▶ _REQUIRED WORK_: Every line from the one holding "baude: that can" through the final line of the entries is to be reproduced exactly, and no other line.

*** DATA RECORDS

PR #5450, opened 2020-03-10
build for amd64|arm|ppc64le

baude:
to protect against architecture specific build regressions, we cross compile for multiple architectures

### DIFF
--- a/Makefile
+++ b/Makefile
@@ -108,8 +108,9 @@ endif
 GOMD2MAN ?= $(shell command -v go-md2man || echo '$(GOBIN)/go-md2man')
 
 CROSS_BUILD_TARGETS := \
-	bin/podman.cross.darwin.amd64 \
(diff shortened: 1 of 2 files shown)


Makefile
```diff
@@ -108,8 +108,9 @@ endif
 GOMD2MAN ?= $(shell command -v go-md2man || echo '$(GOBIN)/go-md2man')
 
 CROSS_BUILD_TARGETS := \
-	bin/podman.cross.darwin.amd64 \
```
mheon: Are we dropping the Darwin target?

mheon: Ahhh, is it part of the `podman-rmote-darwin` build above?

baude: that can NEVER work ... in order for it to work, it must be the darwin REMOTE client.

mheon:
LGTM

******

▶ _ANSWER TO THIS EXERCISE_:
baude: that can NEVER work ... in order for it to work, it must be the darwin REMOTE client.

mheon:
LGTM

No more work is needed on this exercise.